[Saved data entries]
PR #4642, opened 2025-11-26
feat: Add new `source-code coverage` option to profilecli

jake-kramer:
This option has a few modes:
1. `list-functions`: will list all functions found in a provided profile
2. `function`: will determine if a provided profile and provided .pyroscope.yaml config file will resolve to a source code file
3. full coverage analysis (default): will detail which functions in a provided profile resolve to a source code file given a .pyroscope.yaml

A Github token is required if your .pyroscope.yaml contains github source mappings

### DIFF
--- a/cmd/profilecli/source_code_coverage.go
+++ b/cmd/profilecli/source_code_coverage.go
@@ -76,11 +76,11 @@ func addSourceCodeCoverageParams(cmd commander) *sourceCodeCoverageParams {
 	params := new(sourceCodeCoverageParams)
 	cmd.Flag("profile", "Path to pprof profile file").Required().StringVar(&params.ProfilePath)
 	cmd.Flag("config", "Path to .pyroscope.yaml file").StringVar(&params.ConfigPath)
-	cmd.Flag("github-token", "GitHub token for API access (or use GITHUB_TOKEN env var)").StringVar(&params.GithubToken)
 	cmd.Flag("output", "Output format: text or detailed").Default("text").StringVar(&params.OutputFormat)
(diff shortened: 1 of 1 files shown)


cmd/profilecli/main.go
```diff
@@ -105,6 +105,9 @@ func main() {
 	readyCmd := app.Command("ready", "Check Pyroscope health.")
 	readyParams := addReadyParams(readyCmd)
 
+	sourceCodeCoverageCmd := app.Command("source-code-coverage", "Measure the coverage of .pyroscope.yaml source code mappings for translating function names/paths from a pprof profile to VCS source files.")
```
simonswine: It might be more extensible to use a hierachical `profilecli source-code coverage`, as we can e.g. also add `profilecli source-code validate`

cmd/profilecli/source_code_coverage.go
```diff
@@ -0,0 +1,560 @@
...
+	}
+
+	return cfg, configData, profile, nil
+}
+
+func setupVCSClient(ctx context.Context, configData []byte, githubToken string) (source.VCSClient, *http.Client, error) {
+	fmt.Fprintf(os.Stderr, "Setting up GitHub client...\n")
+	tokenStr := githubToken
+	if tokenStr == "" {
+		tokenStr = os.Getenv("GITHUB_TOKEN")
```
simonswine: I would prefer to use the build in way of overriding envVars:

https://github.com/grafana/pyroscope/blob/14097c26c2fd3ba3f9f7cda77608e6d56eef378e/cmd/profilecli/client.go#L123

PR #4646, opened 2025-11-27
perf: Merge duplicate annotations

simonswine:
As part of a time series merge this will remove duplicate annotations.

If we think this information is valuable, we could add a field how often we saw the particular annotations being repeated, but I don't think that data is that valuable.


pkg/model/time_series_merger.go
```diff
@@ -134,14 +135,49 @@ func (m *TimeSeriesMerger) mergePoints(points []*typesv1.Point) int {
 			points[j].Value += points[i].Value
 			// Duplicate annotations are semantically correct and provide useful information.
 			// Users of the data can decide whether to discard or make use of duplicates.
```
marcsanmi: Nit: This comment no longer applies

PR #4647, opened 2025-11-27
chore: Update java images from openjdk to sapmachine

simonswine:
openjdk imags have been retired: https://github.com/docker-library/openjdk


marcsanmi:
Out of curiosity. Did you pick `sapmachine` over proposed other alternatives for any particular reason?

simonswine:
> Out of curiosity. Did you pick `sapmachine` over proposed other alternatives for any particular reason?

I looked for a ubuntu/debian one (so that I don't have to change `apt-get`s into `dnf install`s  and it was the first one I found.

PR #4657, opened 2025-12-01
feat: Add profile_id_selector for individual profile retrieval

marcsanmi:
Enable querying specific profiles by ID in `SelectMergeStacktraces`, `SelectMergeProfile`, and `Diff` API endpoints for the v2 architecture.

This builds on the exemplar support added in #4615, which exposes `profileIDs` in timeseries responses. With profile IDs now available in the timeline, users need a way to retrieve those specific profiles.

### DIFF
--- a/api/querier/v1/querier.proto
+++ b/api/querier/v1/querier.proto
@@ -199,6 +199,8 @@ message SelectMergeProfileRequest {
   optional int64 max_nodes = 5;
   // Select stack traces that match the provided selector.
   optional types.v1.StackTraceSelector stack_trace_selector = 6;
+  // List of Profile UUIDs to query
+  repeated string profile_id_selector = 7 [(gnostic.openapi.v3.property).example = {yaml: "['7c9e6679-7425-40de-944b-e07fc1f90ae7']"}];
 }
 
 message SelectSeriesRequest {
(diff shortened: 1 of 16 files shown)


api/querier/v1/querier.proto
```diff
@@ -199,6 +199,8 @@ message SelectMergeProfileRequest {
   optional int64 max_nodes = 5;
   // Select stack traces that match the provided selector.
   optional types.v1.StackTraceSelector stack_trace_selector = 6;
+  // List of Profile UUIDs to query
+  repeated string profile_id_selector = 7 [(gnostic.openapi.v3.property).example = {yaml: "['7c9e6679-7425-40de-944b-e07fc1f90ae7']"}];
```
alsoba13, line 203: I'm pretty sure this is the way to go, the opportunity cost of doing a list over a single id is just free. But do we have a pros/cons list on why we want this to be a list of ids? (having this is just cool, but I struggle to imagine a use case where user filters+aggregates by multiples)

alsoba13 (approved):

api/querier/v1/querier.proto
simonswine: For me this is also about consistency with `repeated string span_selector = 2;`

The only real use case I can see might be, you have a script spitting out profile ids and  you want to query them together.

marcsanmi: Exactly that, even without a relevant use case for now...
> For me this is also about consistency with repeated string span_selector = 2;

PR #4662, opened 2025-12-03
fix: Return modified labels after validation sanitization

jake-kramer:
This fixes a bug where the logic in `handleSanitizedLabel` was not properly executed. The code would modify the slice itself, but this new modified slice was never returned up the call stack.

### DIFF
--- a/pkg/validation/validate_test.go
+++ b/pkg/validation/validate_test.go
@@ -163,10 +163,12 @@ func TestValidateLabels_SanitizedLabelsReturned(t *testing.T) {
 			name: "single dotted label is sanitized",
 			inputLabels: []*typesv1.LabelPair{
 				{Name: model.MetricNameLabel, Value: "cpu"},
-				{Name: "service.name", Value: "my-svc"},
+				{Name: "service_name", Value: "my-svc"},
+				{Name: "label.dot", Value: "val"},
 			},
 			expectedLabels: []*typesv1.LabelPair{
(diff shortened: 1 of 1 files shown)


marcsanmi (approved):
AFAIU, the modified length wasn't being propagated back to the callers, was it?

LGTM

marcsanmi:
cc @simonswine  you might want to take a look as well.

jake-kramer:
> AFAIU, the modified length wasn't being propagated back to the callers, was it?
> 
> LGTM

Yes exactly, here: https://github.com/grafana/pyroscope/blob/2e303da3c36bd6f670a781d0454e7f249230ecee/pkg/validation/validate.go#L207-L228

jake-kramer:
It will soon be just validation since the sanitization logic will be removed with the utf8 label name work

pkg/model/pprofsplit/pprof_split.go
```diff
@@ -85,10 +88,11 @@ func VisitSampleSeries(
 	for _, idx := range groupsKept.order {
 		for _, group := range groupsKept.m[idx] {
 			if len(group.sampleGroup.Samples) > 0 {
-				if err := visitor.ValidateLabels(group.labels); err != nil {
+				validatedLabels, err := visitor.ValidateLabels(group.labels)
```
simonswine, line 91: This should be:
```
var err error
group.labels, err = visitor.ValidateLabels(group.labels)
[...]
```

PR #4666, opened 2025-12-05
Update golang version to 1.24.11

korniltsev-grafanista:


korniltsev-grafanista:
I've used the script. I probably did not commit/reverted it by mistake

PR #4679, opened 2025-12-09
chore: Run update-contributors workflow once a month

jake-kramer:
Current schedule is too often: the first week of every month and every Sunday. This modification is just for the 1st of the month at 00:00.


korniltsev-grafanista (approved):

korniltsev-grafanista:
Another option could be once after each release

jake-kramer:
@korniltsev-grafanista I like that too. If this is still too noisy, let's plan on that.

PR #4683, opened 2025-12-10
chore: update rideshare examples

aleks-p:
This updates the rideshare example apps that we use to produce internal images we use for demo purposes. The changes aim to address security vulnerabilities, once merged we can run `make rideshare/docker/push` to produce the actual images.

▶ **Exercise description**
Working from the data above, extract solely the lines from the one containing "-76,11 +76,11 @@" through the one containing "As part of a", exactly as they appear, both included.

▶ **The completed task**
@@ -76,11 +76,11 @@ func addSourceCodeCoverageParams(cmd commander) *sourceCodeCoverageParams {
 	params := new(sourceCodeCoverageParams)
 	cmd.Flag("profile", "Path to pprof profile file").Required().StringVar(&params.ProfilePath)
 	cmd.Flag("config", "Path to .pyroscope.yaml file").StringVar(&params.ConfigPath)
-	cmd.Flag("github-token", "GitHub token for API access (or use GITHUB_TOKEN env var)").StringVar(&params.GithubToken)
 	cmd.Flag("output", "Output format: text or detailed").Default("text").StringVar(&params.OutputFormat)
(diff shortened: 1 of 1 files shown)


cmd/profilecli/main.go
```diff
@@ -105,6 +105,9 @@ func main() {
 	readyCmd := app.Command("ready", "Check Pyroscope health.")
 	readyParams := addReadyParams(readyCmd)
 
+	sourceCodeCoverageCmd := app.Command("source-code-coverage", "Measure the coverage of .pyroscope.yaml source code mappings for translating function names/paths from a pprof profile to VCS source files.")
```
simonswine: It might be more extensible to use a hierachical `profilecli source-code coverage`, as we can e.g. also add `profilecli source-code validate`

cmd/profilecli/source_code_coverage.go
```diff
@@ -0,0 +1,560 @@
...
+	}
+
+	return cfg, configData, profile, nil
+}
+
+func setupVCSClient(ctx context.Context, configData []byte, githubToken string) (source.VCSClient, *http.Client, error) {
+	fmt.Fprintf(os.Stderr, "Setting up GitHub client...\n")
+	tokenStr := githubToken
+	if tokenStr == "" {
+		tokenStr = os.Getenv("GITHUB_TOKEN")
```
simonswine: I would prefer to use the build in way of overriding envVars:

https://github.com/grafana/pyroscope/blob/14097c26c2fd3ba3f9f7cda77608e6d56eef378e/cmd/profilecli/client.go#L123

PR #4646, opened 2025-11-27
perf: Merge duplicate annotations

simonswine:
As part of a time series merge this will remove duplicate annotations.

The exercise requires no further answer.